Nothing should be dropped or changed: copy every line of the listing.

++++ Dataset

PR #3549, opened 2025-12-17
Fix crash in tryLoadInstalledFaceForName

Cgettys:
* the erase overload that takes just a single iterator on std::string erases a position, not everything after a position. std::remove rearranges things and then returns the off-the-end iterator for the remainder. So if the control code is not present (which seems to be the case at least sometimes on my system, not sure if that's expected or not) you get UB, and if you're lucky, a nice crash. With the particular pack of mods I have installed right now, it seems to be 100% reliable on my system. Instead, use the two-argument version. This removes *any* pop16 codes, regardless of position (whether or not that was the original intent, is not clear to me). 
* References for convenience: https://en.cppreference.com/w/cpp/string/basic_string/erase.html and https://en.cppreference.com/w/cpp/algorithm/remove.html
* Tested manually - any pop16 are removed, if no pop16 are present, it leaves the string alone (and no longer crashes / appears to no longer go out of bounds), and if the name used is the name of a competitor, the picture is automatically installed as it should be.
* Add a wider variety of vcpkg based build presets for convenient debugging. Happy to split that into another PR.

### DIFF
--- a/src/OpenLoco/src/GameCommands/Company/RenameCompanyOwner.cpp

++++++++

▶ _Written response_
PR #3549, opened 2025-12-17
Fix crash in tryLoadInstalledFaceForName

Cgettys:
* the erase overload that takes just a single iterator on std::string erases a position, not everything after a position. std::remove rearranges things and then returns the off-the-end iterator for the remainder. So if the control code is not present (which seems to be the case at least sometimes on my system, not sure if that's expected or not) you get UB, and if you're lucky, a nice crash. With the particular pack of mods I have installed right now, it seems to be 100% reliable on my system. Instead, use the two-argument version. This removes *any* pop16 codes, regardless of position (whether or not that was the original intent, is not clear to me). 
* References for convenience: https://en.cppreference.com/w/cpp/string/basic_string/erase.html and https://en.cppreference.com/w/cpp/algorithm/remove.html
* Tested manually - any pop16 are removed, if no pop16 are present, it leaves the string alone (and no longer crashes / appears to no longer go out of bounds), and if the name used is the name of a competitor, the picture is automatically installed as it should be.
* Add a wider variety of vcpkg based build presets for convenient debugging. Happy to split that into another PR.

### DIFF
--- a/src/OpenLoco/src/GameCommands/Company/RenameCompanyOwner.cpp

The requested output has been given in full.